THE RECORDS:
PR #1017, opened 2023-02-20
Add another sample id header (SV post processed for AZ)

averyniceday:
Without this check, assumes first column is not the header and adds it to case list


callachennault (approved):
Looks good to me!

PROBLEM STATEMENT:
Give the count of lines in the listing where the word "header" occurs, with no further words.

TASK OUTPUT:
2